Week 8: January 27 - February 2
- Built an nice SQL query that returns Hebrew articles that are candidates to be translated (and their first revision). The query also returns the en revisions counterparts.
- Talked to Marc Miquel about my project - we now have an open communication channel
- Switched to macbook pro!
- Turned out the text table is not available via ssh. I have to download a dump or use the API. Right now, both options are terrible.
- Downloaded small version of the revision table through the incremental (daily) XML dumps. Used Aaron Halfaker's library for python to open them.
- Started collecting a sample of the Hebrew Wiki (using random article), their English counterparts, and categorizing them as translated or not - on going.
- Corresponded with Tighe Flanagan and Asaf Bartov about getting examples for translated pages in Arabic.
Week 9: February 3 - February 9
- Started learning Unix (for better using ssh).
- Checked whether to use the API for the data of the revisions text. Answer (courtesy of YuviPanda on IRC): Maybe for small sets but I will use the dumps for the data itself.
- Downloaded and learned a bit about pywikibot.
- Wrote a python query that returns the revision text from the API using pywikibot (it's not the optimal solution, talked with Amir Ladsgroup about it).

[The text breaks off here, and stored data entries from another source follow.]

PR #1312, opened 2024-02-03
Atomic compare_exchange implementation

adarshyoga:

This PR contains the implementation of compare_exchange_strong and compare_exchange_weak atomic functions. It contains a test case that verifies both success and failure scenarios.

### DIFF
--- a/numba_dpex/experimental/_kernel_dpcpp_spirv_overloads/_atomic_ref_overloads.py
+++ b/numba_dpex/experimental/_kernel_dpcpp_spirv_overloads/_atomic_ref_overloads.py
@@ -34,6 +34,7 @@ from ._spv_atomic_inst_helper import (
 )
 from .spv_fn_generator import (
     get_or_insert_atomic_load_fn,
+    get_or_insert_spv_atomic_compare_exchange_fn,
     get_or_insert_spv_atomic_exchange_fn,
     get_or_insert_spv_atomic_store_fn,
 )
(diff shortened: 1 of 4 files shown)


numba_dpex/kernel_api/atomic_ref.py
```diff
@@ -200,3 +200,55 @@ def exchange(self, val):
         old = self._ref[self._index]
         self._ref[self._index] = val
         return old
+
+    def compare_exchange_weak(self, expected, desired, expected_idx=0):
```
diptorupd, line 204: I get the rationale, and having discussed it with you I is clear to me that `expected` needs to be an Array type. However, I still feel that from a general usage purpose it is rather confusing. We should create a `Ref` type in numba-dpex to make the usage clear.

numba_dpex/kernel_api/atomic_ref.py
```diff
@@ -200,3 +200,55 @@ def exchange(self, val):
...
+        """Compares the value of the object referenced by the AtomicRef
+        against the value of ``expected[expected_idx]``.
+        If the values are equal, attempts to replace the value of the
+        referenced object with the value of ``desired``.
+        Otherwise assigns the original value of the
+        referenced object to ``expected[expected_idx]``.
+
+        Args:
+            expected : Vector containing the expected value of the
```
diptorupd, line 213: Python has no type called `Vector`. Perhaps array is the right term. But, again the usage will be confusing as to why someone needs to create an array to essentially pass a single element.

numba_dpex/kernel_api/atomic_ref.py
```diff
@@ -200,3 +200,55 @@ def exchange(self, val):
...
+        replacement operation were successful.
+
+        """
+        if self._ref[self._index] == expected[expected_idx]:
+            self._ref[self._index] = desired
+            return True
+        expected[expected_idx] = self._ref[self._index]
+        return False
+
+    def compare_exchange_strong(self, expected, desired, expected_idx=0):
```
diptorupd, line 230: What is the difference between the two variants of `CAS`? When should one use one over the other?

diptorupd: Perhaps we should just have one variant?

numba_dpex/kernel_api/atomic_ref.py
adarshyoga: Created #1316 for tracking work on new array ref type, which would be handled in a separate PR.

numba_dpex/experimental/_kernel_dpcpp_spirv_overloads/_atomic_ref_overloads.py
```diff
@@ -323,6 +324,108 @@ def _intrinsic_exchange_gen(context, builder, sig, args):
...
+        desired_arg = args[2]
+        atomic_ref_ptr = builder.extract_value(
+            args[0],
+            context.data_model_manager.lookup(sig.args[0]).get_field_position(
+                "ref"
+            ),
+        )
+        # add conditional bitcast for atomic_ref pointer,
+        # expected[expected_idx], and desired
+        if sig.args[0].dtype == types.float32:
```
diptorupd, line 364: We can do it like follows as well to reduce code duplication:

```python
if isinstance(sig.args[0].dtype, types.Float):
    bitwidth = sig.args[0].dtype.bitwidth
    atomic_ref_ptr = builder.bitcast(
                atomic_ref_ptr,
                llvmir.PointerType(
                    llvmir.IntType(bitwidth), addrspace=sig.args[0].address_space
                ),
            )
            expected_arg = builder.bitcast(expected_arg, llvmir.IntType(bitwidth))
            desired_arg = builder.bitcast(desired_arg, llvmir.IntType(bitwidth))
```
Then we do not need two separate cases for fp32 and fp64.

numba_dpex/experimental/_kernel_dpcpp_spirv_overloads/_atomic_ref_overloads.py
```diff
@@ -323,6 +324,108 @@ def _intrinsic_exchange_gen(context, builder, sig, args):
...
+        # If the return value is not same as expected, then store return
+        # value in expected.
+        # In either case, return result of cmp instruction.
+        is_cmp_exchg_success = builder.icmp_signed("==", ret_val, expected_arg)
+
+        with builder.if_else(is_cmp_exchg_success) as (then, otherwise):
+            with then:
+                pass
+            with otherwise:
+                if sig.args[0].dtype == types.float32:
```
diptorupd, line 419: Same here.

diptorupd (approved):
Overall looks good. I have one last improvement suggestion and after that the PR is good to go. Thank you @adarshyoga!

numba_dpex/experimental/_kernel_dpcpp_spirv_overloads/_atomic_ref_overloads.py
diptorupd: No, cannot be done here as llvmlite.ir does not expose a single fp type.

numba_dpex/experimental/_kernel_dpcpp_spirv_overloads/_atomic_ref_overloads.py
diptorupd: Let us skip as we have the same pattern in multiple places and let us just be consistent.

PR #1313, opened 2024-02-03
Revert "Remove numba monkey patch that was pushed upstream."

diptorupd:
This reverts commit da1db14220cf5817ca589f94f924aa65a9fa43a2 that removed the monkey patch to numba's mk_alloc function. Without the patch there are failures in the dpjit parfor pipeline with Numba 0.59.

Reverting till we have a better root cause analysis.


diptorupd:
It was some problem with my local env and the PR is not required.

PR #1319, opened 2024-02-06
Capturing return value from fetch_* atomic functions

adarshyoga:

The atomic fetch_* functions return the old value of the atomic reference variable that persisted before the fetch_8 operation is performed. Our implementation was not returning the old value. This PR updates the atomic fetch_* implementations to return the old value.
It also includes updates to the AtomicRef python implementations to return the old value.


diptorupd (approved):
Thank you!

- Designed an SQL query that chooses the right hebrew revision.
- Met Amir.
Week 10: February 10 - February 16
- Mostly studied for a test.
Week 11: February 17 - February 23
- Slow week - it snowed! for real this time :)
- Checked for a way to process the compressed XML dumps with Hadoop (e.g., using github.com/whym/wikihadoop) - Still don't have a decision.
- Read two relevant articles:
- "The Tower of Babel Meets Web 2.0: User-Generated Content and Its Applications in a Multilingual Context " by Brent Hecht and Darren Gergle.
- "Measuring Self-Focus Bias in Community-Maintained Knowledge Repositories" by Brent Hecht and Darren Gergle.
- Finished learning the basic of Unix for better using the terminal.
Week 12: February 24 - March 2
- Had three days off due to a conference from the university.
- Read another relevant article: "Towards Building a Multilingual Semantic Network:Identifying Interlingual Links in Wikipedia" by Bharath Dandala, Rada Mihalcea and Razvan Bunescu.
- Learned to use basic Regular expressions.
- Started programing in python the first function that looks in the talk text whether there is an indication that the page was translated.
- Stated a new semester.
Week 13: March 3 - March 9
- Celebrated Purim.
- Learned Git and finally opened a GitHub account (https://github.com/Livnetata).
- Published new blog posts.
- Received from Marc Mikel a script that should help extract data from the XML dumps. Still not implemented it but it should make my work easier.
- Met Amir for nicely finishing the internship and also to update him about the status of the project.
- Learned to use Regular expressions in Hebrew!
- Finished programing the function transltatedFromDisscusion that checks for indication of translation in the talk page.
- Programed a function that checks in the edit summaries whether there is an indication that the page is translated.